During a Keptn installation, following components are installed on the Kubernetes cluster:

Keptn CLI

The Keptn CLI needs to be installed on the local machine and is used to send commands to Keptn. To communicate with Keptn you need to know a shared secret that is generated during the installation and verified by the api component.

Note: A dedicated Keptn CLI section is provided here, which helps you to get started and lists all commands that are currently available.

Keptn core components

Keptn has a number of core components that are set up during the installation.

api

The api component provides a publicly exposed REST API that allows to communicate with Keptn. Thus, it receives the commands from the CLI and executes the requested tasks. However, the api component mostly uses other internal services or forwards events to the eventbroker. In addition to the REST API, the api component maintains a websocket server to forward Keptn messages to the Keptn CLI.

eventbroker

The eventbroker is responsible for receiving all events, transferring non-Keptn events into valid Keptn Cloud Events, and sending those into NATS.

distributor

A distributor receives event messages from NATS and sends the events to services that have a subscription to the event topic. Thus, each service has its own distributor that is configured for the events to receive/send and the subscribed service.

mongodb-datastore

The mongodb-datastore provides means to store event and log data in a mongodb deployed in your Keptn cluster. In its current implementation, the service provides two REST endpoints: (1) /events, (2) /logs. Stored data can be requested by using those endpoints.

bridge

The Keptn Bridge lets a user browse the Keptn’s log by providing a user interface that shows all Keptn events and log messages correlated to those events.
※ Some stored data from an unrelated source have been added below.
Issue #248, opened 2020-12-07
[Feature Request] Add Support for Public ECR


PatrickXYS:
Given we have launched [Public ECR registry](https://aws.amazon.com/blogs/aws/new-amazon-ec2-g4ad-instances-featuring-amd-gpus-for-graphics-workloads/?nc1=b_nrp) last week, we should expect huge volume of feature-requests for using amazon-ecr-credential-helper with public ecr support added.

We're experimenting POC for CD pipeline by using amazon-ecr-credential-helper, and expect to massively use public ECR.

I can bring up a design doc and implement Public ECR alongside with existing Private ECR implementation.

PatrickXYS:
/cc @samuelkarp @kzys 

Appreciate any insights from you!

Jeffwan:
Seems ecr internally doesn't handle public registry. Instead, a separate API is used. 

https://docs.aws.amazon.com/sdk-for-go/api/service/ecrpublic/

To give the best user experience, I think it's great to support public ecr in this credential helper as well rather than creating separate one. It should determine the api to use based on the registry patterns internally and hide as many details as it can. 

- public: `public.ecr.aws/h4kxxxxx`
- private: `692xxxxxxx.dkr.ecr.us-east-1.amazonaws.com`

jahkeup:
Thanks for bringing this up! 

> Seems ecr internally doesn't handle public registry. Instead, a separate API is used.

You're exactly right, this means the credential helper will need to be refactored a bit to handle both ECR refs and ECR Public refs in order to provide the correct set of credentials to Docker. Today, the credential helper assumes that it either is or isn't responsible for ECR refs only and has a single factory that is configured based on the ref.

johnnyshields:
AWS team, this is a huge issue. I'm flabbergasted that ECR Public was launched without this. We switched all our builds from DockerHub to ECR Public only to be in a worse situation re: rate limiting. Builds are broken everywhere 🔥🔥🔥 

Please make sure cross-region support is included in this; we are hosting in `ap-northeast-1`

vivekpd15:
+1

PR #253, opened 2020-12-24
Support for ECR Public

samuelkarp:
*Issue #, if available:*
Fixes https://github.com/awslabs/amazon-ecr-credential-helper/issues/248
Depends on https://github.com/awslabs/amazon-ecr-credential-helper/pull/252

*Description of changes:*
This set of commits adds support for ECR Public.  Note that it depends on https://github.com/awslabs/amazon-ecr-credential-helper/pull/252, so you can skip those commits when reviewing this one (or they'll disappear from the diff when we merge that PR).

ECR Public credentials are cached and returned by the list command by default.

/cc @micahhausler


rpnguyen (approved):
Awesome, thanks for the quick turnaround, lgtm :shipit:

PatrickXYS:
@samuelkarp Any updates here, looks like the test failed for dependencies?

samuelkarp:
> Any updates here, looks like the test failed for dependencies?

@PatrickXYS Considering I've been on vacation since right after opening this PR, no.

I don't currently have access to a Mac.  It looks like an update to `golang.org/x/sys` is incompatible with Go 1.11 on Mac OS 10.15.  We'll need to figure out whether to roll-back the update to that dependency or drop support for Go 1.11 on Mac OS 10.15.

ecr-login/api/client.go
```diff
@@ -120,8 +152,42 @@ func (c *defaultClient) GetCredentialsByRegistryID(registryID string) (*Auth, er
...
+	if err != nil && cachedEntry != nil {
+		logrus.WithError(err).Info("Got error fetching authorization token. Falling back to cached token.")
+		return extractToken(cachedEntry.AuthorizationToken, cachedEntry.ProxyEndpoint)
+	}
+	return auth, err
+}
+
 func (c *defaultClient) ListCredentials() ([]*Auth, error) {
-	auths := []*Auth{}
+	// prime the cache
```
jahkeup, line 180:
```suggestion
	// prime the cache with default authorization tokens.
```

ecr-login/api/client.go
```diff
@@ -196,15 +251,41 @@ func (c *defaultClient) getAuthorizationToken(registryID string) (*Auth, error)
 	return nil, fmt.Errorf("No AuthorizationToken found for %s", registryID)
 }
 
+func (c *defaultClient) getPublicAuthorizationToken() (*Auth, error) {
+	var input *ecrpublic.GetAuthorizationTokenInput
+
+	output, err := c.ecrPublicClient.GetAuthorizationToken(input)
+	if err != nil {
+		return nil, errors.Wrap(err, "ecr: Failed to get authorization token")
```
jahkeup, line 259: nit: case
```suggestion
		return nil, errors.Wrap(err, "ecr: failed to get authorization token")
```

kzys:
I'm inclined to drop Go 1.11 support in macOS and other OSes.

* The Go team no longer supports Go 1.11.
* Debian 10 (buster) has Go 1.11  but newer versions (1.13 and 1.14) are available in buster-backports.
* Amazon Linux 2 has Go 1.13.

What do you think? Are there other places where customers have to use Go 1.11?

jahkeup (commented):
Still reading through, flushing minor nits for now.

samuelkarp:
> I'm inclined to drop Go 1.11 support in macOS and other OSes.

@kzys I'm comfortable with that proposal.  I _think_ the only thing that needs to be updated is the GitHub actions workflow as the readme already recommends 1.12+ (though possibly we could bump that up to 1.14+ as well).  My preference would be to have that change come in as a separate PR and then rebase this one on top.

ecr-login/api/client.go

Note: A dedicated section for the Keptn Bridge is provided here, which explains how to access it and shows the user interface.

configuration-service

The configuration-service is a Keptn core component and used to manage resources for Keptn project-related entities, i.e., project, stage, and service. The entity model is shown below. To store the resources with version control, a Git repository is used that is mounted as persistent volume. Besides, this service has functionality to upload the Git repository to any Git-based service such as GitLab, GitHub, Bitbucket, etc.

Entity model

------------          ------------          ------------
|          | 1        |          | 1        |          |
| Project  |----------|  Stage   |----------| Service  |
|          |        * |          |        * |          |
------------          ------------          ------------
  1 \                   1  \                   1  \
     \ *                    \ *                    \ *
   ------------           ------------           ------------ 
   |          |           |          |           |          | 
   | Resource |           | Resource |           | Resource |  
   |          |           |          |           |          |  
   ------------           ------------           ------------ 

internal-keptn-services

This category of services reacts on Keptn events and perform: (1) initial tasks like creating a project or creating a service, (2) continuous delivery tasks like deploying or promoting a service, and (3) continuous operations tasks such as scaling a replica set or rolling back a deployment.
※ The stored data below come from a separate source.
PR #264, opened 2021-02-15
debian: update packaging for 0.5.0-1

samuelkarp:
*Description of changes:*
debian: update packaging for 0.5.0-1


debian/control
```diff
@@ -7,12 +7,11 @@ Build-Depends:
  dh-golang (>= 1.1),
  golang-go (>= 1.7),
  git,
- golang-github-aws-aws-sdk-go-dev (>= 1.16.26),
+ golang-github-aws-aws-sdk-go-dev (>= 1.36.0),
```
jahkeup, line 10: I wonder if there's tooling to align the required packages with the `go.mod` specified versions (which I'm guessing is why this was force-pushed to [match 1.36.0](https://github.com/awslabs/amazon-ecr-credential-helper/pull/264/commits/390d97528616b4b5a507b1d871c1d49380fb4edc) instead of 1.35.4). This would have been an easy oversight and could have slipped through.

Maybe @nmeyerhans would know if such tooling exists?

jahkeup (approved):

debian/control
samuelkarp: > which I'm guessing is why this was force-pushed to match 1.36.0 instead of 1.35.4

:sweat_smile: yes...I had most of this top commit written prior to determining whether the release would include https://github.com/awslabs/amazon-ecr-credential-helper/pull/253, which is why I had the mismatch...

samuelkarp: Note that unlike with Go modules, the dependencies here follow Debian's/Apt's style of version matching.  That means that even though the dependency was specified as `>= 1.35.4`, it was actually being built against [1.36.33-1](https://packages.debian.org/source/unstable/golang-github-aws-aws-sdk-go) (the latest present in `unstable`, since that's where I do my test builds).

nmeyerhans (approved):

kzys (approved):

nmeyerhans:
I just noticed a couple issues:

1. Is the Go build-dependency right? Will the cred helper actually build with Go 1.7? If so, it's fine, but if not it could cause issues for people who want to backport the package if the version restrictions aren't actually accurate.
2. After performing a build, then running fakeroot ./debian/rules clean, I still have a bin/local/docker-credential-ecr-login file. It should get cleaned up by the clean rule.

samuelkarp:
> Is the Go build-dependency right? Will the cred helper actually build with Go 1.7? If so, it's fine, but if not it could cause issues for people who want to backport the package if the version restrictions aren't actually accurate.

No, the minimum is now Go 1.12.

I'll have an update addressing both of these issues shortly.

jahkeup (approved):

nmeyerhans (approved):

  • shipyard-service: It is responsible for creating a project and processing a shipyard file that defines the stages each deployment has to go through until it is released to end-users.

  • helm-service: It has two responsibilities: (1) creates/modifies the configuration of a service that is going to be onboarded, and (2) fetches configuration files from the configuration-service and applies those using Helm. The current Helm version used by this service is helm 2.12.3.
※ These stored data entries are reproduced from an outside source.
PR #285, opened 2021-07-19
Migrate to AWS SDK v2

### LINKED ISSUE #282: Update to AWS SDK v2
Could we update this tool to use v2 of aws-sdk-go? Most of all I would like to be able to assume roles via EC2 instance metadata (this works on v2 but not v1).

christopher-dG:
*Issue #, if available:* 

Closes #282, I think it might also solve a few other auth-related issues in this repo.

*Description of changes:*

- Migrated to AWS SDK v2.
- The check for `AWS_SDK_LOAD_CONFIG` is gone, since I couldn't find any mention it in SDK v2. It's always enabled now.
- I'm not sure if I correctly "translated" the endpoint resolving/discovery, since I'm really unfamiliar with that as a whole.

I have confirmed this works for my own use cases (assuming a role via EC2 instance metadata with a config profile).


kzys (approved):
Looks good to me.

@samuelkarp What do you think?

christopher-dG:
Oh by the way, I think the third party license file needs to be updated, I wasn't entirely sure how to format it.

omus:
Bump

kzys:
I can take a look the license file part. Can you squash the vendor commit and the revendor commit into one? They don't have to be separate, I think.

I'm going to remove Go 1.12. The version is no longer supported by the Go team.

  • wait-service: It is responsible for delaying a Keptn workflow for a specified duration.

  • gatekeeper-service: It implements the quality gate in each stage, i.e., depending on the evaluation result it either promotes an artifact to the next stage or not.

  • remediation-service: It uses the remediation configuration of a service and execute the tasks specified there.

Keptn services

To enrich the continuous delivery as well as the continuous operations use cases, Keptn relies on services from the community. Those services can be easily plugged into the workflows to enrich the delivery pipeline or to further automate operations.

Note: A dedicated tutorial is provided here, which helps you to implement a custom service for Keptn.